# [Supplied data]
Issue #1645, opened 2019-06-20
[en] PLURAL_VERB_AFTER_THIS false alarm


tiff:
> I think this commit should be moved to open-source.

Maybe the word "commit" is not detected as a noun?

![Bildschirmfoto 2019-06-20 um 08 34 28](https://user-images.githubusercontent.com/37363/59826317-60057c00-9336-11e9-8298-1a62de9d743e.png)

MikeUnwalla:
Not a false alarm. In standard English, 'commit' is not a noun.

This problem of verbs being used as nouns occurs with other rules (example A_INFINITIVE).

In the pattern 'this + X + should', X is a noun. If we disambiguate it such that it IS a noun, then possibly, we will not find real errors.

A possible solution is to add a note to the message as I did yesterday in (https://github.com/languagetool-org/languagetool/commit/b4383e11e7aaa2ba10be0d02cd025da3840c49db): " Note: This error message can occur if you use a verb as a noun, and the word is not a noun in standard English."

Possibly, we should create grammar rules that find 'developer speak'.

Discostu36:
I don't think we should only allow standard English in the POS dictionary. Because this way, we mask other possible errors like "I've contributed two commit to the repository."

I think the best (and most complicated)  solution would be to add `commit/S` to added.txt and additionally write a rule that tells the user that "commit" is not used as a noun in standard English.

tiff:
@MikeUnwalla @Discostu36 Actually Wiktionary lists "commit" as a noun:
https://en.wiktionary.org/wiki/commit#Noun

MikeUnwalla:
@tiff, yes "In computer science and data management,"

In some specialist subjects, words are used in a non-standard way. For example, I have seen the verb 'compute' used as a noun or an adjective, as in, "These compute resources are..." (Parse as a noun in a noun cluster or as an adjective that modifies 'resources'.)

Before we make changes, we should answer these questions:

- How do we decide which terms (verbs used as nouns) to include and which to exclude?
- If we allow verbs used as nouns, then should we also allow common nouns and proper nouns that are used as verbs? (As in, "If you LanguageTool your document, you will probably find many grammar errors.") If no, why not? (Because we already allow "If you google, you will find the information.")
- What is the best way to deal with non-standard usage?
- How do we prevent false negatives for the users who use a term incorrectly (because they are not using it with its specialist meaning)?

@Discostu36 wrote:

[...]

PR #1740, opened 2019-07-23
[en] add names and technical terms to dictionary

tiff:
Many terms that users added to their personal dictionary. 

Contains a fix for https://github.com/languagetool-org/languagetool/issues/1645


danielnaber:
center: Should we have a rule then that explains centre/center? Same for programme? Just accepting the en-US variant for all other seems problematic.

tiff:
good point. I will remove both terms for now.

tiff:
In Canadian English we don't suggest "centre"
Bildschirmfoto 2019-07-23 um 11 30 07

danielnaber:
"configed" is colloquial for "configured" I guess? I think we should all `#coll` tags to colloquial words now, so that we can later more easily introduce profiles.

tiff:
yes, see https://en.wiktionary.org/wiki/config

tiff:
I have removed the verb form of config for now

# [What you should do]
Your answer must be the records above, repeated exactly.

# [Answer for this exercise]
Issue #1645, opened 2019-06-20
[en] PLURAL_VERB_AFTER_THIS false alarm


tiff:
> I think this commit should be moved to open-source.

Maybe the word "commit" is not detected as a noun?

![Bildschirmfoto 2019-06-20 um 08 34 28](https://user-images.githubusercontent.com/37363/59826317-60057c00-9336-11e9-8298-1a62de9d743e.png)

MikeUnwalla:
Not a false alarm. In standard English, 'commit' is not a noun.

This problem of verbs being used as nouns occurs with other rules (example A_INFINITIVE).

In the pattern 'this + X + should', X is a noun. If we disambiguate it such that it IS a noun, then possibly, we will not find real errors.

A possible solution is to add a note to the message as I did yesterday in (https://github.com/languagetool-org/languagetool/commit/b4383e11e7aaa2ba10be0d02cd025da3840c49db): " Note: This error message can occur if you use a verb as a noun, and the word is not a noun in standard English."

Possibly, we should create grammar rules that find 'developer speak'.

Discostu36:
I don't think we should only allow standard English in the POS dictionary. Because this way, we mask other possible errors like "I've contributed two commit to the repository."

I think the best (and most complicated)  solution would be to add `commit/S` to added.txt and additionally write a rule that tells the user that "commit" is not used as a noun in standard English.

tiff:
@MikeUnwalla @Discostu36 Actually Wiktionary lists "commit" as a noun:
https://en.wiktionary.org/wiki/commit#Noun

MikeUnwalla:
@tiff, yes "In computer science and data management,"

In some specialist subjects, words are used in a non-standard way. For example, I have seen the verb 'compute' used as a noun or an adjective, as in, "These compute resources are..." (Parse as a noun in a noun cluster or as an adjective that modifies 'resources'.)

Before we make changes, we should answer these questions:

- How do we decide which terms (verbs used as nouns) to include and which to exclude?
- If we allow verbs used as nouns, then should we also allow common nouns and proper nouns that are used as verbs? (As in, "If you LanguageTool your document, you will probably find many grammar errors.") If no, why not? (Because we already allow "If you google, you will find the information.")
- What is the best way to deal with non-standard usage?
- How do we prevent false negatives for the users who use a term incorrectly (because they are not using it with its specialist meaning)?

@Discostu36 wrote:

[...]

PR #1740, opened 2019-07-23
[en] add names and technical terms to dictionary

tiff:
Many terms that users added to their personal dictionary. 

Contains a fix for https://github.com/languagetool-org/languagetool/issues/1645


danielnaber:
center: Should we have a rule then that explains centre/center? Same for programme? Just accepting the en-US variant for all other seems problematic.

tiff:
good point. I will remove both terms for now.

tiff:
In Canadian English we don't suggest "centre"
Bildschirmfoto 2019-07-23 um 11 30 07

danielnaber:
"configed" is colloquial for "configured" I guess? I think we should all `#coll` tags to colloquial words now, so that we can later more easily introduce profiles.

tiff:
yes, see https://en.wiktionary.org/wiki/config

tiff:
I have removed the verb form of config for now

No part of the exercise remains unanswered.